(Stored dataset items)
= Beginning of Section =
PR #1357, opened 2023-09-14
(fix) Hiding the workspace re-opens the workspace window.

vasharma05:
## Requirements

## Summary
In addition to #1339, updating the workspace window state workflow was altered by me in wake of optimizing.
Before the handling was in the `useWorkspaces` hook and `workspace-window` component, which was meant to update the window state on the basis of workspaces.

Due to negligence, the useEffect written couldn't hide a workspace.

Solution: All the workspaces are opened by a single function `launchPatientWorkspace`, so it should be the only point of updating the workspace window state. Hence the workspace is hidden by `->` button and opened/ re-opened when calling the launchPatientWorkspace

### DIFF
--- a/packages/esm-patient-common-lib/src/workspaces/workspaces.ts
+++ b/packages/esm-patient-common-lib/src/workspaces/workspaces.ts
@@ -167,6 +167,11 @@ export function launchPatientWorkspace(name: string, additionalProps?: object) {
       });
     }
   }
+  if (store.getState().workspaceWindowState === 'hidden') {
+    updateWorkspaceWindowState(
+      store.getState().openWorkspaces[0].preferredWindowSize === 'maximized' ? 'maximized' : 'normal',
+    );
+  }
 }
 
 export function launchPatientChartWithWorkspaceOpen({
--- a/packages/esm-patient-common-lib/src/workspaces/useWorkspaces.tsx
+++ b/packages/esm-patient-common-lib/src/workspaces/useWorkspaces.tsx
@@ -24,18 +24,6 @@ export function useWorkspaces(): WorkspacesInfo {
     getWorkspaceStore().subscribe(update);
   }, []);
 
-  // This hook is meant to be triggered only when workspace changes
-  // Accordingly the workspaceWindowState will be updated
-  useEffect(() => {
-    if (workspaces.length === 0) {
-      updateWorkspaceWindowState('hidden');
-    } else if (workspaceWindowState === 'hidden') {
-      updateWorkspaceWindowState('normal');
-    } else {
-      updateWorkspaceWindowState(workspaces[0].preferredWindowSize === 'maximized' ? 'maximized' : 'normal');
-    }
-  }, [workspaces, workspaceWindowState]);
-
   const memoisedResults = useMemo(
     () => ({
       active: workspaces.length > 0,


brandones:
Wait wait wait. Sorry I missed this problem in the original code: we should not be mutating `preferredWindowSize` at all! That's a hard-coded property of each workspace registration. It tells the workspace system what window state it *would like* to open in. The thing that should be mutated is the actual window state, which is the `workspaceWindowState` property of the workspace store.

vasharma05:
Hi @brandones , I am not mutating the preferred window size, I was mutating the `workspaces` because the window state needs to be updated on change in the workspaces

Different scenarios are:
1. Launching a workspace will show the hidden workspaces
2. When all the workspaces are closed, the workspace window should be hidden
3. Whenever a workspace is opened/ closed, the latest workspace's preferred size should be the window size.

Before my #1339 , the implementation of showing/ hiding the workspaces was done at 2 places:
1. useWorkspaces (Link)
 `windowState` returned either the hidden state (if no workspace open), else the preferred window size.
2. workspace-window.component.tsx ([Link](https://github.com/openmrs/openmrs-esm-patient-chart/blob/2878fbbf15153f733f090d748e6c027881df4847/packages/esm-patient-chart-app/src/workspace/workspace-window.component.tsx#L26))
`isWorkspaceWindowOpen` is a state for handling whether to show/ hide the workspace. The useEffects below has a dependency for `workspaces`, and whenever workspaces in the global store used to change(opening a new workspace/ closing a workspace/ reopening the opened workspace), the useEffect runs and then updates the `isWorkspaceWindowOpen` to show/ hide the workspace.

What I did in #1339 was to merge the `windowState` and the `isWorkspaceWindowOpen` use Effect handlings into one. I did test my changes out, but somehow missed the bug. The bug was that whenever I hide the workspace, the `workspaceWindowState` updates, which re-runs the removed useEffect and hence in the 1st **else** case, updates the `workspaceWindowState` to normal, hence cannot hide the workspace window. This useEffect is actually meant to run on changing workspaces only.

Now, my approach here in this PR is that, before I reduced the handling from 2 places into 1, i.e. `useWorkspaces`, but the useEffect has multiple cases to handle as mentioned above. So instead of handling all the cases in a single useEffect, if we analyze the structure of the already implemented workspaces, the `launchPatientWorkspace` is the only place where the workspace is opened from. Hence, why not update the workspace window size (maximised or normal) from there only. Regarding the other handling for hiding the workspace, it is done in the current workspace-window.component.tsx. For closing the workspaces, the workspace window is shown only when `openedWorkspaces.length > 0` as implemented here.

Another approach I have for this is to improve the removed `useEffect` like below:

```
useEffect(() => {
    if (workspaces.length === 0) {
      updateWorkspaceWindowState('hidden');
    } else {
      updateWorkspaceWindowState(workspaces[0].preferredWindowSize === 'maximized' ? 'maximized' : 'normal');
    }
  }, [workspaces]);
```

Now only the update in the workspace will handle the windowState, fulfilling all the cases as:
1. Launching a workspace will show the hidden workspaces
When a new workspace is opened initially, it will update the openedWorkspaces' length from 0 to 1, hence opening the workspace with the top workspace's preferred window size.
2. When all the workspaces are closed, the workspace window should be hidden
When all the workspaces are closed, the `workspaceWindowState` will be `hidden`
3. Whenever a workspace is opened/ closed, the latest workspace's preferred size should be the window size.
reopening the workspace will call the `launchPatientWorkspace` which will update the workspace, updating the workspaceStore, which then updates the `useWorkspaces`' workspaces state, which then updates the workspace window.

But this is again something I'd say atomic, broken into simpler items, rather than handling multiple cases, hence my changes.

The basic approach here was to return the correct workspaceWindowState from the `useWorkspaces` and hence handling updating the workspaceWindowState from the only hook, rather than multiple places. (Implemented in #1339 ).

In this PR, the approach is that, the workspaceWindowState should be updated from where it is meant to be, rather than listening to the different variables to mutate and then depending the `useEffect` hook to handle the same.

If you have a better approach, please do let me know.
Thanks!
CC: @ibacher @denniskigen

packages/esm-patient-common-lib/src/workspaces/workspaces.ts
```diff
@@ -167,6 +167,11 @@ export function launchPatientWorkspace(name: string, additionalProps?: object) {
       });
     }
   }
+  if (store.getState().workspaceWindowState === 'hidden') {
+    updateWorkspaceWindowState(
+      store.getState().openWorkspaces[0].preferredWindowSize === 'maximized' ? 'maximized' : 'normal',
```
brandones, line 172: It really looks very precisely like you are modifying the `preferredWindowSize`, which should be regarded as immutable. I appreciate your very thorough analysis of the requirements but this is not a good solution.

vasharma05: I might not be getting your point of mutating the preferred window size. I am just updating the workspace window size to either be maximized or normal. I am not changing the preferred window size of an opened workspace. I am knowing whether the workspace to opened in full screen ora normal size screen

brandones: Wow, I am an idiot. Sorry @vasharma05 . You're completely right.

brandones (approved):
Sorry for the hassle, nice work!

packages/esm-patient-common-lib/src/workspaces/workspaces.ts
vasharma05: No worries @brandones !
Thanks for the review!

PR #701, opened 2023-09-21
fix FloatingContextMenu when switching tabs

davidkircos:
- [x] Fixes FloatingContextMenu for multiple tabs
= End of Section =
Copy the lines that hold the word "have". Take them from the records above.

-- Answer to this exercise --
Another approach I have for this is to improve the removed `useEffect` like below:
If you have a better approach, please do let me know.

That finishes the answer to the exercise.